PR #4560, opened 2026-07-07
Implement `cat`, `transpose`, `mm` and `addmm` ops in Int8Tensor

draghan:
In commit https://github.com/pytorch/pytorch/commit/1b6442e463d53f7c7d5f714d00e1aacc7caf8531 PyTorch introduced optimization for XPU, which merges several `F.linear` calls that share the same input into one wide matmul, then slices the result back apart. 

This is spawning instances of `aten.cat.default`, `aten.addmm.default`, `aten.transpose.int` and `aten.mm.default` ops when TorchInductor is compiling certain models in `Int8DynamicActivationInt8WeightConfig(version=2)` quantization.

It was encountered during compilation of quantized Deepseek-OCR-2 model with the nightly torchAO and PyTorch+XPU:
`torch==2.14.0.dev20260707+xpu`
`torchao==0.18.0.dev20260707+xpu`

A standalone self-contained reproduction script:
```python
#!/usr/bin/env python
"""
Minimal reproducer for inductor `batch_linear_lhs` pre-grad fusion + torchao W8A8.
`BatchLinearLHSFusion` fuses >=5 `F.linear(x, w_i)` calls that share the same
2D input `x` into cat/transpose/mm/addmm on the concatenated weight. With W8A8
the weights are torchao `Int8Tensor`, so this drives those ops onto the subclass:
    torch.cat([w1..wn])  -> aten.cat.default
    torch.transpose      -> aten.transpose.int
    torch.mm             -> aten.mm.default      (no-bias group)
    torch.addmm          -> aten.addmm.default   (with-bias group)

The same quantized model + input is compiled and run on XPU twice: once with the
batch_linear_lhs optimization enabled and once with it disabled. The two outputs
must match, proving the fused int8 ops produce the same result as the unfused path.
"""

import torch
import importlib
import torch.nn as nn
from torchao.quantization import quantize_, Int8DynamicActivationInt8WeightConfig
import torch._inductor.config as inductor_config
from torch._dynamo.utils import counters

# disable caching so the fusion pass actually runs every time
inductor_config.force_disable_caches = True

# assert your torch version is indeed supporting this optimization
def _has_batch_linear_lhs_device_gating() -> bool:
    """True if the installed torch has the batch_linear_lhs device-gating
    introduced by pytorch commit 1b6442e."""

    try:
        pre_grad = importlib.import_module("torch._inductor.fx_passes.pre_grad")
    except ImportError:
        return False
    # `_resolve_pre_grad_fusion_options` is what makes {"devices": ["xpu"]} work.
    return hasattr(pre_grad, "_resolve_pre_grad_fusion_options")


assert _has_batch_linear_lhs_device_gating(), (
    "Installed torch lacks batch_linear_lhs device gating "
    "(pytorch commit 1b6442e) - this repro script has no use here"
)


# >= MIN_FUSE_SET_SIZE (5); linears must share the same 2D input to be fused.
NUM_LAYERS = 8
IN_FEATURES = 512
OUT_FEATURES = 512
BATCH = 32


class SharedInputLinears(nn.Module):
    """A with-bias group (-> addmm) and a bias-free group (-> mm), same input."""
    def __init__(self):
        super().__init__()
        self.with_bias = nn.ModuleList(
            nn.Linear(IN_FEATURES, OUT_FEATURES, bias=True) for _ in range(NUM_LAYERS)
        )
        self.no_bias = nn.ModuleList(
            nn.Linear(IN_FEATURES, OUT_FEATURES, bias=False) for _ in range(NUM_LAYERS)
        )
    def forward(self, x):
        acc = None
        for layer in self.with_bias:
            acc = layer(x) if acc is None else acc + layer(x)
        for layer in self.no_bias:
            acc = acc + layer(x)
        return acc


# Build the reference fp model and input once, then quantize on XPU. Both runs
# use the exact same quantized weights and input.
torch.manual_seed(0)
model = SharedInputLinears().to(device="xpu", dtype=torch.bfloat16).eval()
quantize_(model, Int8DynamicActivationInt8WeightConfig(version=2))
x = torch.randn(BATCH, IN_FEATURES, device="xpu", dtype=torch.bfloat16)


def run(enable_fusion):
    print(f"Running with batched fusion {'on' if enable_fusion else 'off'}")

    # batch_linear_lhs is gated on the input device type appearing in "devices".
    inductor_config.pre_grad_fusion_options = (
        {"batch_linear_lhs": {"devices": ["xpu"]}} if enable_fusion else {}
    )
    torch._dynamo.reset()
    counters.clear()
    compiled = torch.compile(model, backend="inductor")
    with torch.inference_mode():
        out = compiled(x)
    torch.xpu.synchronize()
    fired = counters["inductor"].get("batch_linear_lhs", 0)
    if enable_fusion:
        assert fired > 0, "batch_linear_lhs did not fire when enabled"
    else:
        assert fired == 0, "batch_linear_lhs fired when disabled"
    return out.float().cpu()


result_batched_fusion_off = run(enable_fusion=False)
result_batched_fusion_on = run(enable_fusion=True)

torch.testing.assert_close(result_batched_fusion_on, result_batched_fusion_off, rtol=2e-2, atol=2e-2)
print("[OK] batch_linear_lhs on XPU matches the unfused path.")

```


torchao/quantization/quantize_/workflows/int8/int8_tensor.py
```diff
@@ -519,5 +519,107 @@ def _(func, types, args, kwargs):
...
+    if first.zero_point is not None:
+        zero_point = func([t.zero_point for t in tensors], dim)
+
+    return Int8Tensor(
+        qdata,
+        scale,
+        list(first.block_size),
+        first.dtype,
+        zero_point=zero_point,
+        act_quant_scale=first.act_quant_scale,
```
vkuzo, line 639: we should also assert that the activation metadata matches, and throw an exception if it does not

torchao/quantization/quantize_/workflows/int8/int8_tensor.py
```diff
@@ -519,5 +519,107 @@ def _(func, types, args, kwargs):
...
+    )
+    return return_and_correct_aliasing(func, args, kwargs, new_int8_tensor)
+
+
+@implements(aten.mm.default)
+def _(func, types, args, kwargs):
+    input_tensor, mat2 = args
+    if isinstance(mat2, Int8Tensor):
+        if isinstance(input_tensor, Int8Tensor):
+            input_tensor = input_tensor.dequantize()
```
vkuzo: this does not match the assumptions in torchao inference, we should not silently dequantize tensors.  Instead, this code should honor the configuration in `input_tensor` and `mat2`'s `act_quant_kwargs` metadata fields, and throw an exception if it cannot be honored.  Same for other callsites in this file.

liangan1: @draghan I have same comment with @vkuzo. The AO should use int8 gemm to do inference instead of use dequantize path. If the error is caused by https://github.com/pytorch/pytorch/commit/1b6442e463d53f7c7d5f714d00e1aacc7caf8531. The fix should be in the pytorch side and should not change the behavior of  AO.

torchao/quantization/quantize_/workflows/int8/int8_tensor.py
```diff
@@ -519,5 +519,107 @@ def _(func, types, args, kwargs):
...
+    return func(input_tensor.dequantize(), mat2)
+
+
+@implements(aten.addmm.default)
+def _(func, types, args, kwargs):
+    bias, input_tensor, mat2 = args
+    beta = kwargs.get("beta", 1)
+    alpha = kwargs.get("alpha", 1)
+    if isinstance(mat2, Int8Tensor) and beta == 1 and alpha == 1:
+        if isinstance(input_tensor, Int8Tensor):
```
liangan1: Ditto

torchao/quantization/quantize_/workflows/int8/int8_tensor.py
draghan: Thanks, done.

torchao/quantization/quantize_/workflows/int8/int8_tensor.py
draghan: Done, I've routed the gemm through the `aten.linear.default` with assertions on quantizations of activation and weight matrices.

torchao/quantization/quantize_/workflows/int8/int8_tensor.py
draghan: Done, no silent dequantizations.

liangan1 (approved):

== == ==

§ **ACTION ITEM**:
If a line of the records above holds the word "else", show it.

§ **OUTPUT**:
            acc = layer(x) if acc is None else acc + layer(x)
    print(f"Running with batched fusion {'on' if enable_fusion else 'off'}")
        {"batch_linear_lhs": {"devices": ["xpu"]}} if enable_fusion else {}
    else:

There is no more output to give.